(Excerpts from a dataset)
☆ ☆ ☆

PR #124, opened 2021-02-15
Add more tolerance to cavity_top_allowance

lastcoolnameleft:
I think the default should add a bit more tolerance to the hight of the cavity.  I just printed it and it's about 3 cards too low for me.  Perhaps the vinyl added unexpected thickness.  I think 3mm extra should be good.

### DIFF
--- a/3d/tools/flap_container.scad
+++ b/3d/tools/flap_container.scad
@@ -21,7 +21,7 @@ num_flaps = 40;
 containers_x = 1;
 containers_y = 1;
 
-flap_thickness_allowance = 1.1 - flap_thickness;  // fudged, so all flaps are considered 1 mm thick
+flap_thickness_allowance = 1.1 - flap_thickness;  // fudged, so all flaps are considered 1.1 mm thick
 cavity_top_allowance = 2;  // extra case height above the flaps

☆ ☆ ☆

Transcribe every line of the records, keeping each one exact.

SOLUTION TO THIS EXERCISE >>
PR #124, opened 2021-02-15
Add more tolerance to cavity_top_allowance

lastcoolnameleft:
I think the default should add a bit more tolerance to the hight of the cavity.  I just printed it and it's about 3 cards too low for me.  Perhaps the vinyl added unexpected thickness.  I think 3mm extra should be good.

### DIFF
--- a/3d/tools/flap_container.scad
+++ b/3d/tools/flap_container.scad
@@ -21,7 +21,7 @@ num_flaps = 40;
 containers_x = 1;
 containers_y = 1;
 
-flap_thickness_allowance = 1.1 - flap_thickness;  // fudged, so all flaps are considered 1 mm thick
+flap_thickness_allowance = 1.1 - flap_thickness;  // fudged, so all flaps are considered 1.1 mm thick
 cavity_top_allowance = 2;  // extra case height above the flaps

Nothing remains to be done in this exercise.